PR #6937, opened 2025-07-08
cli: allow "large" revsets by default

yuja:
# Checklist

If applicable:

### DIFF
--- a/cli/tests/test_rebase_command.rs
+++ b/cli/tests/test_rebase_command.rs
@@ -777,7 +777,6 @@ fn test_rebase_multiple_destinations() {
     Hint: The revset `b|c` resolved to these revisions:
       royxmykx c12952d9 c | c
       zsuskuln d18ca3e8 b | b
-    Hint: Prefix the expression with `all:` to allow any number of revisions (i.e. `all:b|c`).
     [EOF]
     [exit status: 1]
     ");
@@ -793,6 +792,13 @@ fn test_rebase_multiple_destinations() {
     ]);
     insta::assert_snapshot!(output, @r"
     ------- stderr -------
+    Warning: In revset expression
+     --> 1:1
+      |
+    1 | all:b|c
+      | ^-^
+      |
+      = Multiple revisions are allowed by default; `all:` is planned for removal
     Rebased 1 commits to destination
     [EOF]
     ");
--- a/CHANGELOG.md
+++ b/CHANGELOG.md
@@ -29,6 +29,10 @@ to [Semantic Versioning](https://semver.org/spec/v2.0.0.html).
 
 ### Deprecations
 
+* The `all:` revset modifier and `ui.always-allow-large-revsets` setting is
+  planned to be removed in a future release.
+  [#6016](https://github.com/jj-vcs/jj/issues/6016)
+
 ### New features
 
 * `jj workspace list` now accepts `-T`/`--template` option to customize its output via templates.
--- a/cli/src/cli_util.rs
+++ b/cli/src/cli_util.rs
@@ -1563,13 +1563,9 @@ to the current parents may contain changes from multiple commits.
         revision_arg: &RevisionArg,
     ) -> Result<Commit, CommandError> {
         let expression = self.parse_revset(ui, revision_arg)?;
-        let should_hint_about_all_prefix = false;
-        revset_util::evaluate_revset_to_single_commit(
-            revision_arg.as_ref(),
-            &expression,
-            || self.commit_summary_template(),
-            should_hint_about_all_prefix,
-        )
+        revset_util::evaluate_revset_to_single_commit(revision_arg.as_ref(), &expression, || {
+            self.commit_summary_template()
+        })
     }
 
     /// Evaluates revset expressions to non-empty set of commit IDs. The
@@ -1591,12 +1587,10 @@ to the current parents may contain changes from multiple commits.
                     all_commits.insert(commit_id?);
                 }
             } else {
-                let should_hint_about_all_prefix = true;
                 let commit = revset_util::evaluate_revset_to_single_commit(
                     revision_arg.as_ref(),
                     &expression,
                     || self.commit_summary_template(),
-                    should_hint_about_all_prefix,
                 )?;
                 if !all_commits.insert(commit.id().clone()) {
                     let commit_hash = short_commit_hash(commit.id());
--- a/cli/src/revset_util.rs
+++ b/cli/src/revset_util.rs
@@ -262,7 +262,6 @@ pub(super) fn evaluate_revset_to_single_commit<'a>(
     revision_str: &str,
     expression: &RevsetExpressionEvaluator<'_>,
     commit_summary_template: impl FnOnce() -> TemplateRenderer<'a, Commit>,
-    should_hint_about_all_prefix: bool,
 ) -> Result<Commit, CommandError> {
     let mut iter = expression.evaluate_to_commits()?.fuse();
     match (iter.next(), iter.next()) {
@@ -279,7 +278,6 @@ pub(super) fn evaluate_revset_to_single_commit<'a>(
                 &commits,
                 elided,
                 &commit_summary_template(),
-                should_hint_about_all_prefix,
             ))
         }
     }
@@ -290,7 +288,6 @@ fn format_multiple_revisions_error(
     commits: &[Commit],
     elided: bool,
     template: &TemplateRenderer<'_, Commit>,
-    should_hint_about_all_prefix: bool,
 ) -> CommandError {
     assert!(commits.len() >= 2);
     let mut cmd_err = user_error(format!(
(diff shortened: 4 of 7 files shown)


martinvonz:
@ilyagr, FYI, since you've show interest in this before, though it sounded like you're okay with the direction last I heard.

ilyagr:
My personal instinct is that I'd prefer to change things a bit slower, e.g. by just making `allow_large_revisions` true by default but keeping the old behavior when it's `false` for now (without numerous warnings), for a release at least.

Would that block any work Yuya or somebody else is planning?

I think this together with #6912 and https://github.com/jj-vcs/jj/pull/6814 is a big change to our UI that I'd like people (including myself) to try out and see what kind of confusing situations might come up.

OTOH, I don't have any specific concerns at the moment, I think this is a good direction to go as long as we can address any potential confusion it causes in specific cases, and it seems to me that many people find the kind of confusing situations that I'm thinking of (see #6931 for an example) less problematic than I do. From my limited experiments so far, it all seem to work well apart from #6931, which we are in the process of fixing. So, if people feel confident enough in this approach to commit to it now, I won't stand in the way.

----------

I'll add a little manifesto to remind myself and others why I find the UI for divergent revisions and revsets unexpectedly expanding to multiple revisions important.

The reason is that the times when this UI is important heavily overlaps with the times when a user is confused about what `jj` is doing, and is worried about making a mistake. So, while these moments hopefully aren't very frequent, I think that these are the moments that are likely to shape a user's trust in the tool, and the feeling of safety or unsafety while using it.

In other words, if the UI is confusing in situations where user might end up in accidentally and without a good understanding of what's happening, I get worried, even if those situations are not very frequent in absolute terms.

So, my first instinct is to give ourselves some time to hunt for such situations and making sure we can address each one, as long as we don't feel that this slows down things too much.

yuja:
> My personal instinct is that I'd prefer to change things a bit slower, e.g. by just making `allow_large_revisions` true by default but keeping the old behavior when it's `false` for now (without numerous warnings), for a release at least.

This PR implements that. You're right that a new warning is added, but it's displayed only when the `all:` prefix is used, which wouldn't be overly verbose, I think.

cli/tests/test_rebase_command.rs
```diff
@@ -774,22 +763,42 @@ fn test_rebase_multiple_destinations() {
...
+    ]);
     insta::assert_snapshot!(output, @r"
     ------- stderr -------
+    Warning: In revset expression
+     --> 1:1
+      |
+    1 | all:b|c
+      | ^-^
+      |
+      = Modifier `all:` is deprecated; multiple revisions are allowed by default
```
ilyagr: Could we not warn when `always-allow-large-revsets=false`?

We could later start warning that `always-allow-large-revsets=false` is deprecated. All else being equal, I'd prefer not to do that now, this is one part of what my other comment is about.

cli/tests/test_rebase_command.rs
```diff
@@ -774,22 +763,42 @@ fn test_rebase_multiple_destinations() {
...
+        "-d",
+        "b|c",
+    ]);
     insta::assert_snapshot!(output, @r"
     ------- stderr -------
     Error: Revset `b|c` resolved to more than one revision
     Hint: The revset `b|c` resolved to these revisions:
       royxmykx c12952d9 c | c
       zsuskuln d18ca3e8 b | b
-    Hint: Prefix the expression with `all:` to allow any number of revisions (i.e. `all:b|c`).
```
ilyagr, line 784: Would it be a problem to keep hinting when `ui.always-allow-large-revsets=false`?

Here, it might make sense to also mention that the default is likely to switch to `ui.always-allow-large-revsets=true`

cli/tests/test_rebase_command.rs
martinvonz: I think you're suggesting that we take the first commit but wait with the second one? I'm fine with that. (I'm also fine with taking both commits.)

ilyagr:
> This PR implements that. You're right that a new warning is added, but it's displayed only when the `all:` prefix is used, which wouldn't be overly verbose, I think.

I pulled out a couple of places where we could do a softer deprecation. The other thing would be to change the tone of the docs changes from "(DEPRECATED)" to something like "(planned to be phased out in jj 0.33+)".

As I said in the previous comment, we could decide to deprecate things more decisively now. I'm leaning against that, but we can decide either way. The main purpose of these latest comments is to illustrate what I'm leaning towards as opposed to insisting on it more strongly.

cli/tests/test_rebase_command.rs
ilyagr: I think so, in terms of functionality. If we agree on this, we might also want to rewrite the docs a little more and change some warnings (instead of removing them). That could be a separate PR though.

yuja: I don't want to make the warning conditional because the user should be prepared for the future removal of `always-allow-large-revsets`.

If we aren't sure whether we'll deprecate the config, I would just remove the second patch.

ilyagr: It sounds like the three of us are all happy about the first commit, and we might all be happy about waiting with the second commit?

I'm not sure whether we're all on the same page about what warnings should exist while the first commit is merged and the second one isn't, but that seems less important.

yuja: My feeling is that we're likely to deprecate `always-allow-large-revsets` in jj 0.33 or so. If that's the plan, we should enable warnings early so the user can complain about that if they need `always-allow-large-revsets` and `all:`.

ilyagr: I agree that having warnings to prepare for likely deprecation is probably a good idea. I think we might disagree about exactly what warnings are best, but I'm getting tired, so both your position and mine are becoming less clear in my mind at the moment. But I don't feel that they are urgent to have.

ilyagr: I might be repeating myself, but one point became clearer for me. In a world where the first commit is in but we want users who have `always-allow-large-revsets=false` to have a good experience, I imagine that people with `always-allow-large-revsets=true` could get a nudge when they use `all:`.

If the warning was a person, it would go: "Hey! I see you're using `all:`. You don't have to do that anymore🎉! But if you would miss this safety net, set `always-allow-large-revsets=false` and *please* let us know your usecase, since we're thinking of deprecating it".

martinvonz: > In a world where the first commit is in but we want users who have `always-allow-large-revsets=false` to have a good experience

Since we're planning to deprecate `all:`, I don't think we care much about this world.

> I imagine that people with `always-allow-large-revsets=true` could get a nudge when they use `all:`.

Yes, I suppose we could get a modified version of the warning in that says that `all:` is redundant without saying that it's deprecated.

A warning if `always-allow-large-revsets=false` is set could also be reasonable.

Are you all okay with this plan? I think we could still take the first commit from this PR unchanged then, right? The other two changes, if you both are fine with then, can come a bit later (whenever someone feels like implementing them).

ilyagr: > The other two changes, if you both are fine with then, can come a bit later (whenever someone feels like implementing them).

My sense is that the amount of difference my suggestions would make in the best-case scenario might not be worth the length of the discussion we've been having. Yuya's plan is OK. Having the warning setup he already implemented might be better than having no warning at all. I can't promise to work on my version of the warnings; I certainly don't feel like doing it knowing that this goes directly against Yuya's wishes (which is the sense that I'm getting).

Is it OK if I chicken out, and let you finish reviewing the PR?

> > In a world where the first commit is in but we want users who have always-allow-large-revsets=false to have a good experience
>
> Since we're planning to deprecate all:, I don't think we care much about this world.

Just for the sake of being on the same page (sorry if I'm repeating myself and you already considered this), my concern was that there might be workflows we haven't thought about that aren't well-served by the new UI, in which case some people would need `always-allow-large-revsets=false`. E.g., we could discover more issues like https://github.com/jj-vcs/jj/pull/6931. In my eyes, at least, that might be a reason to delay full deprecation of `all:` or even backtrack (I tried to explain this in the little manifesto in https://github.com/jj-vcs/jj/pull/6937#issuecomment-3050456345).

It's not a certainty and, hopefully, something like this would only be a temporary annoyance even if it did come to pass.

yuja: I've slightly adjusted the warning message. Does it look good?

martinvonz: > Is it OK if I chicken out, and let you finish reviewing the PR?

Sure, no problem.

> Just for the sake of being on the same page (sorry if I'm repeating myself and you already considered this), my concern was that there might be workflows we haven't thought about that aren't well-served by the new UI, in which case some people would need `always-allow-large-revsets=false`.

Yeah, I understand. I was thinking that if we hear about such cases, then we simply need to change our plans, either to just not deprecate the config, or maybe even to roll it back to on-by-default.

> I've slightly adjusted the warning message. Does it look good?

Yes, looks good to me, thanks.

martinvonz (approved):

▸ Activity: Find the word "safety" in the entries. Copy each line that holds it.

▸ Response to this exercise:
The reason is that the times when this UI is important heavily overlaps with the times when a user is confused about what `jj` is doing, and is worried about making a mistake. So, while these moments hopefully aren't very frequent, I think that these are the moments that are likely to shape a user's trust in the tool, and the feeling of safety or unsafety while using it.
If the warning was a person, it would go: "Hey! I see you're using `all:`. You don't have to do that anymore🎉! But if you would miss this safety net, set `always-allow-large-revsets=false` and *please* let us know your usecase, since we're thinking of deprecating it".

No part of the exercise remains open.